In today’s post, I’ll explore how you can use Azure Machine Learning to perform regression analysis on a dataset.
Regression analysis is a data mining process that identifies a model that depicts the correlation between an outcome and one or more predictors. To explore this idea, the first thing we need is data!
One compelling source of data is the NYC Open Data portal. The portal features datasets containing a wide range of topics and categories related to New York City. Information about schools, restaurants ratings, pot holes and many more topics, is available via the portal.
While browsing the data I came across the 311 Service Requests dataset. This dataset contains all the 311 service requests from 2010 to present. If you are not familiar with 311, think of it as a customer service line for all the non-emergency requests to New York City’s government. So I decided to upload the dataset to Azure ML Studio and use the visualization tools to find what is the most frequent complaint of the vocal New Yorkers.
Note: To upload a dataset in a CSV format you will need to create a ML workspace via the Azure Portal, sign-in into ML Studio and create a new Experiment. More information here.

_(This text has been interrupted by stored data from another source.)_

Issue #4302, opened 2021-01-02
hsmtool: `generatehsm` does not generate a valid hsm_secret (anymore?)


darosior:
Didn't tackle it down yet, noticed it while working on #4186 . See the comment on the original PR https://github.com/ElementsProject/lightning/pull/4065#issuecomment-753539921

PR #4304, opened 2021-01-03
hsmtool: fix hsm_secret generation

darosior:
Based on #4284 , fixes https://github.com/ElementsProject/lightning/issues/4302 .

### DIFF
--- a/tests/test_wallet.py
+++ b/tests/test_wallet.py
@@ -1097,7 +1097,6 @@ def test_hsmtool_dump_descriptors(node_factory, bitcoind):
     assert len(bitcoind.rpc.listunspent(1, 1, [addr])) == 1
 
 
-@pytest.mark.xfail(strict=True)
 @unittest.skipIf(VALGRIND, "It does not play well with prompt and key derivation.")
 def test_hsmtool_generatehsm(node_factory):
     l1 = node_factory.get_node()
--- a/tests/test_wallet.py
+++ b/tests/test_wallet.py
@@ -1097,6 +1097,39 @@ def test_hsmtool_dump_descriptors(node_factory, bitcoind):
     assert len(bitcoind.rpc.listunspent(1, 1, [addr])) == 1
 
 
+@pytest.mark.xfail(strict=True)
+@unittest.skipIf(VALGRIND, "It does not play well with prompt and key derivation.")
+def test_hsmtool_generatehsm(node_factory):
+    l1 = node_factory.get_node()
+    l1.stop()
+    hsm_path = os.path.join(l1.daemon.lightning_dir, TEST_NETWORK,
+                            "hsm_secret")
+    master_fd, slave_fd = os.openpty()
+
+    hsmtool = HsmTool("generatehsm", hsm_path)
+    # You cannot re-generate an already existing hsm_secret
+    hsmtool.start(stdin=slave_fd, stdout=subprocess.PIPE,
+                  stderr=subprocess.PIPE)
+    assert hsmtool.proc.wait(5) == 2
+    os.remove(hsm_path)
+
+    # We can generate a valid hsm_secret from a wordlist and a "passphrase"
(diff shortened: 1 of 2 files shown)


tests/test_wallet.py
```diff
@@ -985,6 +985,14 @@ def test_hsm_secret_encryption(node_factory):
     assert id == l1.rpc.getinfo()["id"]
 
 
+class HsmTool(TailableProc):
+    """Helper for testing the hsmtool as a subprocess"""
+    def __init__(self, *args):
+        TailableProc.__init__(self)
+        assert hasattr(self, "env")
+        self.cmd_line = ["tools/hsmtool", *args]
```
cdecker, line 993: This will clash with #4303, so merging either will require a rebase :-)

tools/hsmtool.c
```diff
@@ -503,7 +503,9 @@ static int generate_hsm(const char *hsm_secret_path)
 	if (fd < 0) {
 		errx(ERROR_USAGE, "Unable to create hsm_secret file");
 	}
-	if (!write_all(fd, bip32_seed, bip32_seed_len))
+	/* Write only the first 32 bytes, length of the (plaintext) seed in the
+	 * hsm_secret. */
+	if (!write_all(fd, bip32_seed, 32))
```
cdecker, line 508: Out of curiosity, what are the remaining 32 bytes returned by `bip39_mnemonic_to_seed`?

cdecker (approved):
ACK https://github.com/ElementsProject/lightning/pull/4304/commits/6455c908fd0d00e1f1b66e9816baa8f81745403d

tests/test_wallet.py
darosior: Yeah, i worked on #4303 first but didn't want it to block the fix for whatever reason :)

cdecker: No problem, the changes just seemed eerily familiar xD

tools/hsmtool.c
darosior: It's the output of a SHA512 https://github.com/bitcoin/bips/blob/master/bip-0039.mediawiki#from-mnemonic-to-seed .
I'm still confused about how i could overlook this in my initial review...

darosior: Thinking more about it i'm not sure it's cryptographically sound. Would `sha256`ing the output be preferable ? This would completely break the link with previously-generated seeds, but hey they were not even valid in the first place.

cdecker: Hm, switching hash function seems the wrong way to go here. Let's stay as close to bip39 as possible. Can we even still express our derivation paths as BIP32 HD keys? Would be quite inconvenient if we break compatibility with all existing recovery tools.

darosior: We don't have compatibility with existing recovery tools already, as we use bip39 to derive the seed which we'll later derive the actual BIP32 seed from (with our homebrewed HKDF).

cdecker:
Rebased on top of #4303

ACK https://github.com/ElementsProject/lightning/pull/4304/commits/dbbcc277326c7ac2fcee3db834640576369c46d9

tools/hsmtool.c
```diff
@@ -530,7 +532,9 @@ static int generate_hsm(const char *hsm_secret_path)
 	if (fd < 0) {
 		errx(ERROR_USAGE, "Unable to create hsm_secret file");
 	}
-	if (!write_all(fd, bip32_seed, bip32_seed_len))
+	/* Write only the first 32 bytes, length of the (plaintext) seed in the
```
jsarenik, line 535: plaintext?

jsarenik (commented):
Sorry I noticed just now, but the `hsm_secret` contains 32 bytes of binary, not plaintext.

darosior:
It was meant by opposition to 'ciphertext'

-------- Original Message --------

For more information about how to visualize your data here.
To my surprise, I learned that the most frequent complaints in 2013 were heating related.
I thought it’d be interesting to create a model to predict the number of heating complaints. I think you would agree that there must be a correlation between the temperature and the number of these complaints. So next, I needed to find the average temperature of when the complaint was created. And fortunately, there’s a dataset for that! NOAA National Climatic Data Center.

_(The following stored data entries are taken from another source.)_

PR #4311, opened 2021-01-05
pyln: Add command notifications support

cdecker:
Adds command notification support to both the RPC client library as
well as the plugin library. This allows RPC clients to register a
notification callback that gets called for each notification, and
allows plugin methods to report status or progress using the
`Request.notify` method.

### DIFF
--- a/contrib/pyln-client/pyln/client/plugin.py
+++ b/contrib/pyln-client/pyln/client/plugin.py
@@ -141,6 +141,47 @@ class Request(dict):
     def _write_result(self, result: dict) -> None:
         self.plugin._write_locked(result)
 
+    def _notify(self, method: str, params: JSONType) -> None:
+        """Send a notification to the caller.
+
+        Can contain a variety of things, but is usually used to report
+        progress or command status.
+
+        """
+        self._write_result({
+            'jsonrpc': '2.0',
+            'params': params,
+            "method": method,
+        })
+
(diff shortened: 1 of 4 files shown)


contrib/pyln-client/pyln/client/plugin.py
```diff
@@ -141,6 +141,24 @@ def set_exception(self, exc: Union[Exception, RpcException]) -> None:
     def _write_result(self, result: dict) -> None:
         self.plugin._write_locked(result)
 
+    def notify(self, message: str, level='DEBUG') -> None:
+        """Send a notification to the caller.
```
rustyrussell, line 145: We already have this?  It's split into the two kinds of notifications we have currently defined though: notify_message and notify_progress.

cdecker: Oh, I didn't see that it's in the `Plugin` not the `Request`, that's a really weird place for it, if we require access to the request anyway. I'll change `Plugin.notify_message` to become a wrapper of `Request.notify` and move that code there instead.

rustyrussell: Ah, good point.  This is a new API, so just move it.

rustyrussell:
Ack https://github.com/ElementsProject/lightning/pull/4311/commits/81a73b528b4653e74dcbd9a37910f5b0f7735e21

PR #4312, opened 2021-01-05
json-rpc: Add support for querying by hash or bolt11 to `listinvoices`

cdecker:
A user reported that it is sometimes cumbersome to search an invoice
based on the payment hash or the bolt11 string in the full list, which
may be required when we don't have the label available.

This adds support for querying / filtering based on the `payment_hash`
or `bolt11` string.

### DIFF
--- a/contrib/pyln-client/pyln/client/lightning.py
+++ b/contrib/pyln-client/pyln/client/lightning.py
@@ -875,12 +875,17 @@ class LightningRpc(UnixDomainSocketRpc):
         """
         return self.call("listtransactions")
 
-    def listinvoices(self, label=None):
-        """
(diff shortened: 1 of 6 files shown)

After creating a database on Azure, importing the data and a bit of T-SQL’s aerobics –i.e. joining, data cleaning etc. I ended up with a dataset containing two columns: the number of heating complaints and the average temperature of when they occurred. I added a Reader module (to read data from my Azure SQL table) to my experiment and removed the original dataset. The figure below shows the visualization of the output of the Reader module.
Let’s start with the simplest the regression: lineal regression. In short, a linear model (identified from the process of regression) assumes that there’s a proportional relationship between to predictor (AvgDailyTemp) and the outcome (HeatingComplaints). So let’s train a Linear Model using Azure ML and our dataset.
The modeling process in Azure ML, at a high level consists of finding the parameters of your model from your dataset (Train Model), confirm the results of your model against a dataset (Score Model) and then obtain key quality factors of the results or evaluate against another model (Evaluate Model).
To do this, you need to drop a Train Model, Score Model, Evaluate Model and Linear Regression modules into the experiment and connect them as depicted below.
Note: You can fine tune the linear regression process by changing the Solution Method (Ordinary Least Squares or Online Gradient Descent), whether to include an intercept and other parameters. For more information see here.
Next you need to configure the Train Model node to select the HeatComplaints column –this is how you tell Azure ML what should be the outcome of your model.
So let’s see how the model did. The following image shows Azure ML’s visualization of the predicted values next to the scatter plot of the actual values.
Possion Regression and Log Scale
From the scatter plot of the actual values, you can tell that the plot resembles an exponential function. However, having an exponential model means that we would loose the ease of regression of the linear model. Fortunately, we can have both. We do this by transforming a component of our model so that instead of the number of heating complains the model will generalize the logarithm of the number of heating complaints. Let’s plot that scenario.
As you can see from the plot, once we apply the transformation, the trend is linear. So we can either go back to our data and apply the log function to the HeatingComplaints column or we can use the Possion regression. The outcome of the Possion regression is the natural log of the outcome variable. Your experiment should look similar to the picture below.
Now if we plot the scored model vs the actual data the get the following.
The new graph seems to be a better reflection of the actual shape and scale of values.
In this blog post I showed you how to visualize data, create linear and Possion regressions using Azure ML.
Next, I’ll show you how can use decision forests to get a model that fits the data better.